- [What you need to do]:
List all lines of the data containing the word "provided".

-*-*-

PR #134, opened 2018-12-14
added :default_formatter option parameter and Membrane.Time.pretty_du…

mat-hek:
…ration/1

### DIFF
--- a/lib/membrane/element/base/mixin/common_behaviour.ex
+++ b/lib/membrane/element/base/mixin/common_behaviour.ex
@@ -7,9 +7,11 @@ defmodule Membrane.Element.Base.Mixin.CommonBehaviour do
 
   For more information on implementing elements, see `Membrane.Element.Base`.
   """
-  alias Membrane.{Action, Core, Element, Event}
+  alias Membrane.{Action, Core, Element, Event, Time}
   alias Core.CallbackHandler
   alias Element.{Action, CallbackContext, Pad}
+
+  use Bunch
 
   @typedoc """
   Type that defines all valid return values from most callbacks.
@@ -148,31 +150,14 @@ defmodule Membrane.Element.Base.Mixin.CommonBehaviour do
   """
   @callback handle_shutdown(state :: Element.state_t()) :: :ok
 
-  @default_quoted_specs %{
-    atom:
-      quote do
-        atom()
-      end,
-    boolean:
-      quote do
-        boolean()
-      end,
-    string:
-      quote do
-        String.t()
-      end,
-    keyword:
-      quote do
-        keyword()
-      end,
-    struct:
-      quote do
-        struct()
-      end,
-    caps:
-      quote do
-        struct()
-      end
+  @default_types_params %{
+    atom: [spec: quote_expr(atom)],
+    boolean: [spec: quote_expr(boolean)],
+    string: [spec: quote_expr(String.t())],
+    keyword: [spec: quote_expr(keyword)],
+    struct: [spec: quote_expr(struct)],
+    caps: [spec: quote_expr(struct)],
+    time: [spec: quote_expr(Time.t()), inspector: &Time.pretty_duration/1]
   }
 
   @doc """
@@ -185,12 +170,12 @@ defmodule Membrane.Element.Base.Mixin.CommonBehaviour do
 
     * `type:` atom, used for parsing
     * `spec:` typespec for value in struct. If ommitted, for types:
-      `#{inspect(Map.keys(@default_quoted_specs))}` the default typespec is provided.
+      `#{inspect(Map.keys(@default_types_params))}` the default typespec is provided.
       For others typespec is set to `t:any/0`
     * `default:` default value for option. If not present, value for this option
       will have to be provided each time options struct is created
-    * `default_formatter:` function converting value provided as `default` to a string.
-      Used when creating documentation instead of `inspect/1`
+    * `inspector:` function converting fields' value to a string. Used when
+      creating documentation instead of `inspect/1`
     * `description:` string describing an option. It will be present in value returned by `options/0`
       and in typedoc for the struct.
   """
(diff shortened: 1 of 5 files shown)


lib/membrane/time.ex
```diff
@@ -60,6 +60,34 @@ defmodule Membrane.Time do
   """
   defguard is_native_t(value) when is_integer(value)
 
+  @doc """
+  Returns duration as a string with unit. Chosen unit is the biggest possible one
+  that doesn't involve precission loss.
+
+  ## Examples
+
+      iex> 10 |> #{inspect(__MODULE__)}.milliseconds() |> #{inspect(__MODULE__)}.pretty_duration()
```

-*-*-

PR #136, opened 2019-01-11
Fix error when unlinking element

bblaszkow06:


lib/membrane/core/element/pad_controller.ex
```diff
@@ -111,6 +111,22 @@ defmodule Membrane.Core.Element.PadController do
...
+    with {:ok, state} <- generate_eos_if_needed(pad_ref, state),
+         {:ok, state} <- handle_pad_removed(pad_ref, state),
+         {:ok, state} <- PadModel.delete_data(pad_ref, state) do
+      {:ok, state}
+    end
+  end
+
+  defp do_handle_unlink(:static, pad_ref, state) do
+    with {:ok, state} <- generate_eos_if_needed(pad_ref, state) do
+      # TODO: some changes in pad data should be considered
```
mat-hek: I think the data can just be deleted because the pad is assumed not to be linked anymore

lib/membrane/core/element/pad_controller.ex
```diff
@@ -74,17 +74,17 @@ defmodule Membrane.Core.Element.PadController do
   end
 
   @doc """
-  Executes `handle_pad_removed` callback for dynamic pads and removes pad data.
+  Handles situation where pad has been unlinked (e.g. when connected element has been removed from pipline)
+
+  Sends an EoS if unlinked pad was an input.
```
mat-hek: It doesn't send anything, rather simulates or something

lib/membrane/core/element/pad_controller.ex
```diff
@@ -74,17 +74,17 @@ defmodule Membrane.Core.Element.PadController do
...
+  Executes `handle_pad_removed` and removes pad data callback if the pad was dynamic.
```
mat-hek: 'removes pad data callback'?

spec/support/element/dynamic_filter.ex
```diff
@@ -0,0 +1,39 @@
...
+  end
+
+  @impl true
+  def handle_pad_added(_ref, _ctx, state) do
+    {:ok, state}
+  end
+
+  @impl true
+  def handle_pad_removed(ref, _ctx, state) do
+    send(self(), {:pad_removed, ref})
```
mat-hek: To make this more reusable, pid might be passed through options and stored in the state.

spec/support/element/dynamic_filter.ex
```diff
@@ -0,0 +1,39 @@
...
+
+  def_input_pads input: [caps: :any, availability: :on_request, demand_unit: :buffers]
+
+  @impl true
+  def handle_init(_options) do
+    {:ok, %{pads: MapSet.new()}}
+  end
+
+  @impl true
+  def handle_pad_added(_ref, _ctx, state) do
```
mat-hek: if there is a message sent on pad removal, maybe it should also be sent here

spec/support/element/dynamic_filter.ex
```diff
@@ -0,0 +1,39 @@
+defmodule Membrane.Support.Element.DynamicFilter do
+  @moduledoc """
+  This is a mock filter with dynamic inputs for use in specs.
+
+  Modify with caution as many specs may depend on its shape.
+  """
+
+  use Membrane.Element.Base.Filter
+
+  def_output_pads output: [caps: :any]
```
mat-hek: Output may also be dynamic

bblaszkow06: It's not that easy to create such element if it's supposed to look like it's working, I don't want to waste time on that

-*-*-

- [Response to this exercise]:
-      `#{inspect(Map.keys(@default_quoted_specs))}` the default typespec is provided.
+      `#{inspect(Map.keys(@default_types_params))}` the default typespec is provided.
       will have to be provided each time options struct is created
-    * `default_formatter:` function converting value provided as `default` to a string.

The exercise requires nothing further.